PR #7728, opened 2024-03-07
feat(rust): propagating the errors from api clients to the command

davide-baldo:
In this PR I mapped the error code from the api clients to a miette Report via a new method `miette_success`. This new method performs both `success()` and `into_diagnostic()` but without loosing any information (status code).
Change every method signature involved with the error passing to `miette::Result`.

Extras:
- Completely dropped anyhow (unused)
- Changed the formatting of errors in the custom miette error handler, otherwise `wrap_error()` completly obscure the previous error. 
- Delete duplicate error printing in `local_cmd()` (The method printing the error is command main)

See screenshot for thefinal  result.

ockam_new_error_reporting

### DIFF
--- a/Cargo.lock
+++ b/Cargo.lock
@@ -4192,7 +4192,6 @@ dependencies = [
 name = "ockam_api"
 version = "0.60.0"
 dependencies = [
- "anyhow",
  "aws-config",
  "base64-url",
  "bytes 1.5.0",
@@ -4293,7 +4292,6 @@ dependencies = [
 name = "ockam_command"
 version = "0.117.0"
 dependencies = [
- "anyhow",
  "arboard",
  "assert_cmd",
  "async-trait",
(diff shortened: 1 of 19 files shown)


adrianbenavides (commented):
Awesome, it looks great! 

If you rebase on top of latest develop, I think it's safe now to revert the changes from https://github.com/build-trust/ockam/pull/7720. I manually tested it and the error doesn't show twice.

adrianbenavides:
Also, to keep the error codes consistent, we should rename the codes from [here](https://github.com/build-trust/ockam/blob/6ba710fe0101971ba7b1e48d1a3240078907ddf6/implementations/rust/ockam/ockam_command/src/error.rs#L16), removing the `OCK` prefix. What do you think?

davide-baldo:
@adrianbenavides
The alternative is prepend `OCK` the HTTP codes. Depends if we want to keep aligned only with HTTP errors or want to use it for every kind error in the future (like rust compiler error codes).

nazmulidris (dismissed):

nazmulidris (approved):

PR #7730, opened 2024-03-07
Account credentials

SanjoDeundiak:
Support getting and presenting project admin credentials to the Authority node


implementations/rust/ockam/ockam_identity/src/credentials/retriever/remote_retriever/info.rs
```diff
@@ -1,27 +1,72 @@
...
+#[derive(Debug, Clone)]
 pub struct RemoteCredentialRetrieverInfo {
     /// Issuer identity, used to validate retrieved credentials
     pub issuer: Identifier,
     /// Route used to establish a secure channel to the remote node
     pub route: Route,
-    /// Address of the credentials service on the remote node
-    pub service_address: Address,
+    /// Address of the credentials service on the remote node, e.g. "credential_issuer" or "accounts"
+    pub service_address: String,
```
adrianbenavides, line 48: Could we encode this as an enum?

implementations/rust/ockam/ockam_api/src/cli_state/trust.rs
```diff
@@ -1,12 +1,177 @@
...
 use ockam::identity::{IdentitiesVerification, RemoteCredentialRetrieverInfo};
 use ockam_core::errcode::{Kind, Origin};
 use ockam_core::{Error, Result};
 use ockam_multiaddr::MultiAddr;
 use ockam_vault::SoftwareVaultForVerifyingSignatures;
 
 impl CliState {
+    async fn retrieve_trust_options_explicit_project_authority(
+        &self,
+        authority_identity: &str,
```
adrianbenavides, line 16: Since we are passing this identity from the command, maybe we could add a type to make explicit that this is an encoded identity. That way we can also avoid duplicating the `hex::encode/decode` calls.

implementations/rust/ockam/ockam_command/src/util/api.rs
```diff
@@ -157,7 +157,7 @@ pub struct TrustOpts {
 
     /// Expect credential manually saved to the storage
     #[arg(long)]
-    pub expect_cached_credential: bool,
+    pub credential_scope: Option<String>,
```
adrianbenavides, line 160: What's the difference between the free-form scopes and the ones from `CredentialScope`?

implementations/rust/ockam/ockam_command/src/credential/store.rs
```diff
@@ -21,6 +21,9 @@ pub struct StoreCommand {
     #[arg(long = "issuer", value_name = "IDENTIFIER", value_parser = identity_identifier_parser)]
     pub issuer: Identifier,
 
+    #[arg(long = "scope", value_name = "CREDENTIAL_SCOPE")]
+    pub scope: String,
```
adrianbenavides, line 28: Can you add some context to this argument explaining how/why is this used?

implementations/rust/ockam/ockam_api/src/cli_state/trust.rs
SanjoDeundiak: Good idea, since there are a lot of commands like this I created an issue
https://github.com/build-trust/ockam/issues/7819

implementations/rust/ockam/ockam_command/src/util/api.rs
SanjoDeundiak: In the database they're strings and can have any value as long as it doesn't conflict with another credential. For example in bats tests I use "test" value. However, for project admin and project membership credentials I use a predefined format so we can identify where a credential belongs given its scope value. To be honest I don't think it's a perfect design, but we don't yet have a good use case for it either (except the bats tests)

implementations/rust/ockam/ockam_command/src/credential/store.rs
SanjoDeundiak: Sure

implementations/rust/ockam/ockam_identity/src/credentials/retriever/remote_retriever/info.rs
SanjoDeundiak: I would say that it can be potentially arbitrary value, but putting constants we use so far in an enum is a good idea

adrianbenavides (dismissed):

adrianbenavides (approved):

PR #8504, opened 2024-10-01
feat(rust): allow relay connection failure without failing relay creation

davide-baldo:
image
image
image

### DIFF
--- a/implementations/rust/ockam/ockam_command/src/relay/create.rs
+++ b/implementations/rust/ockam/ockam_command/src/relay/create.rs
@@ -11,15 +11,16 @@ use ockam::Context;
 use ockam_api::address::extract_address_value;
 use ockam_api::colors::color_primary;
 
+use ockam_api::nodes::models::relay::ReturnTiming;
 use ockam_api::nodes::service::relay::Relays;
 use ockam_api::nodes::BackgroundNodeClient;
-use ockam_api::{fmt_ok, CliState};
+use ockam_api::{fmt_info, fmt_ok, fmt_warn, CliState, ConnectionStatus};
 use ockam_multiaddr::proto::Project;
 use ockam_multiaddr::{MultiAddr, Protocol};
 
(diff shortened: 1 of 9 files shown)


implementations/rust/ockam/ockam_command/src/relay/create.rs
```diff
@@ -79,6 +83,11 @@ impl Command for CreateCommand {
         let cmd = self.parse_args(&opts).await?;
         let at = cmd.at();
         let alias = cmd.relay_name();
+        let return_timing = if cmd.no_connection_wait {
+            ReturnTiming::Immediately
+        } else {
+            ReturnTiming::AfterConnection
+        };
```
adrianbenavides: Should we move this as a function of `cmd`, similar to what we do in the previous two lines?

implementations/rust/ockam/ockam_command/src/relay/create.rs
```diff
@@ -53,11 +54,14 @@ pub struct CreateCommand {
     #[arg(long)]
     relay_address: Option<String>,
 
-    /// Whether the relay will be used to relay messages at a project.
-    /// By default, this information will be inferred from the `--at` argument.
+    /// Deprecated
```
adrianbenavides: We should add a warn message to display this. Something like [this](https://github.com/build-trust/ockam/blob/167a0e310cea891669fd3990068ec5f19b3c641a/implementations/rust/ockam/ockam_command/src/node/stop.rs#L42) would work (perhaps we could extract the print logic into a function, similar to [this](https://github.com/build-trust/ockam/blob/d0e14a630956b72cb27dd047c9ae3d9e9dd55a51/implementations/rust/ockam/ockam_command/src/util/mod.rs#L212)). I'd add this logic inside the `parse_args` function.

adrianbenavides (approved):
🚀

PR #8508, opened 2024-10-02
eBPF updates

SanjoDeundiak:


implementations/rust/ockam/ockam_command/src/tcp/inlet/create.rs
```diff
@@ -132,6 +132,7 @@ pub struct CreateCommand {
     pub no_tcp_fallback: bool,
 
     /// Use eBPF and RawSocket to access TCP packets instead of TCP data stream.
+    /// If `OCKAM_EBPF` env variable is set, this argument will be `true`.
     #[arg(long, hide = true)]
```
adrianbenavides: You can use the [`env` attribute](https://docs.rs/clap/latest/clap/struct.Arg.html#method.env) to handle this automatically: `#[arg(long, env="OCKAM_EBPF", hide = true)]`. You won't need to override the arg value manually in the command logic.

implementations/rust/ockam/ockam_transport_tcp/src/ebpf_portal/raw_socket_processor.rs
```diff
@@ -0,0 +1,156 @@
...
+    async fn get_new_packet(
+        mut socket_read_handle: TransportReceiver,
+    ) -> Result<(TransportReceiver, ParsedRawSocketPacket)> {
+        // TODO: I wonder how bad it is to use blocking here
+        //  Will it be shutdown properly eventually?
+        //  Should we use socket read with timeout?
+        let (socket_read_handle, parsed_packet) = tokio::task::spawn_blocking(move || {
+            // TODO: Should we check the checksum?
+            let (packet, source_ip, destination_ip) = next_tcp_packet(&mut socket_read_handle)
+                .map_err(|_| TransportError::RawSocketReadError)?;
```
adrianbenavides: Is there any situation where the `next_tcp_packet` would run forever? If that happens the async executor would not be able to shut down right?

implementations/rust/ockam/ockam_command/src/tcp/inlet/create.rs
SanjoDeundiak: Nice, tnx!

implementations/rust/ockam/ockam_transport_tcp/src/ebpf_portal/raw_socket_processor.rs
SanjoDeundiak: It will run forever if there is no tcp packet, but I'm not sure it won't shutdown properly, should test. However, I don't think we can do better easily. We should make this call asynchronous, which I have in my backlog

.github/workflows/rust.yml
```diff
@@ -321,10 +321,41 @@ jobs:
...
+        shell: bash
+        run: |
+          set -x
+          home_dir=$(echo ~)
+          echo "$home_dir"
+          echo "HOME_DIR=$home_dir" >> $GITHUB_ENV
+          mkdir -p ~/.bats-tests/
+
+          if sudo ls -a /root/.bats-tests; then
+            sudo tar -czvf "${home_dir}/.bats-tests/root_tests.tar.gz" -C /root/.bats-tests .
```
davide-baldo, line 339: Why are you loading/saving the bat tests state?

implementations/rust/ockam/ockam_transport_tcp/src/ebpf_portal/internal_processor.rs
```diff
@@ -0,0 +1,166 @@
...
+                    Some(connection) => {
+                        trace!(
+                            "Inlet Processor: Existing connection from {}:{}",
+                            parsed_packet.packet.source_ip,
+                            parsed_packet.packet.source
+                        );
+                        connection
+                    }
+                    None => {
+                        if parsed_packet.packet.flags != 2 {
```
davide-baldo: My guess is that 2 should be the `SYNC` flag? Could you make it explicit?
(with a small explanation that SYNC should be set only during connection initialization)

implementations/rust/ockam/ockam_transport_tcp/src/ebpf_portal/pnet_helper.rs
```diff
@@ -0,0 +1,45 @@
...
+        let len = pnet_sys::recv_from(receiver.socket.fd, &mut receiver.buffer[..], &mut caddr)?;
+
+        let src = pnet_sys::sockaddr_to_addr(&caddr, size_of::<pnet_sys::SockAddrStorage>())?;
+        let src = match src {
+            net::SocketAddr::V4(sa) => *sa.ip(),
+            net::SocketAddr::V6(_) => continue,
+        };
+
+        // FIXME: Is that guaranteed that we receive the packet fully in one read?
+        let ip_header = Ipv4Packet::new(&receiver.buffer[..]).unwrap();
```
davide-baldo: Can we return an error in case the header is corrupted?

implementations/rust/ockam/ockam_transport_tcp/src/ebpf_portal/raw_socket_processor.rs
```diff
@@ -0,0 +1,156 @@
...
+    }
+
+    async fn get_new_packet(
+        mut socket_read_handle: TransportReceiver,
+    ) -> Result<(TransportReceiver, ParsedRawSocketPacket)> {
+        // TODO: I wonder how bad it is to use blocking here
+        //  Will it be shutdown properly eventually?
+        //  Should we use socket read with timeout?
+        let (socket_read_handle, parsed_packet) = tokio::task::spawn_blocking(move || {
+            // TODO: Should we check the checksum?
```
davide-baldo: Mhm. Isn't the checksum handled at the IP level?

implementations/rust/ockam/ockam_transport_tcp/src/ebpf_portal/raw_socket_processor.rs
```diff
@@ -0,0 +1,156 @@
...
+    async fn handle_outlet(&self, outlet: Outlet, packet: ParsedRawSocketPacket) -> Result<()> {
+        outlet.sender.send(packet).await.unwrap();
+
+        Ok(())
+    }
+
+    async fn get_new_packet(
+        mut socket_read_handle: TransportReceiver,
+    ) -> Result<(TransportReceiver, ParsedRawSocketPacket)> {
+        // TODO: I wonder how bad it is to use blocking here
```
davide-baldo, line 59: I think you can put a timeout  (SO_RCVTIMEO and SO_SNDTIMEO) inside the socket itself rather than manually implementing it. The blocking syscall should return with an error as soon as the timeout is hit.

davide-baldo (commented):
eBPF is getting cleaner and easier to follow! 👍

.github/workflows/rust.yml
SanjoDeundiak: That's uploading logs by @metaclips

implementations/rust/ockam/ockam_transport_tcp/src/ebpf_portal/internal_processor.rs
SanjoDeundiak: I'll add a comment. It's `SYN` flag, but we're not only checking if `SYN` flag is set, we also check that no other flag is set.

implementations/rust/ockam/ockam_transport_tcp/src/ebpf_portal/pnet_helper.rs
SanjoDeundiak: Yes, there are a lot of unwraps I need to get rid of in the future, this is one of them

implementations/rust/ockam/ockam_transport_tcp/src/ebpf_portal/raw_socket_processor.rs
SanjoDeundiak: IP checksum - yes, tcp checksum - no

implementations/rust/ockam/ockam_transport_tcp/src/ebpf_portal/raw_socket_processor.rs
SanjoDeundiak: I'm not yet sure what is the correct way to do it. For now, that's mostly copy&pasted code from pnet library. The library only allowed to query packets using an iterator, which was very inconvenient in our context. As the next step I would like to see how reading from a socket/file descriptor is implemented in tokio and reuse that.

implementations/rust/ockam/ockam_command/src/tcp/inlet/create.rs
SanjoDeundiak: Fixed

implementations/rust/ockam/ockam_transport_tcp/src/ebpf_portal/internal_processor.rs
SanjoDeundiak: Fixed

implementations/rust/ockam/ockam_transport_tcp/src/ebpf_portal/pnet_helper.rs
SanjoDeundiak: Fixed

davide-baldo (approved):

------------------------------------------------------------------------

BRIEF | Could you filter the entries above for lines holding the string "every" and copy them?

WORKED SOLUTION |
Change every method signature involved with the error passing to `miette::Result`.
The alternative is prepend `OCK` the HTTP codes. Depends if we want to keep aligned only with HTTP errors or want to use it for every kind error in the future (like rust compiler error codes).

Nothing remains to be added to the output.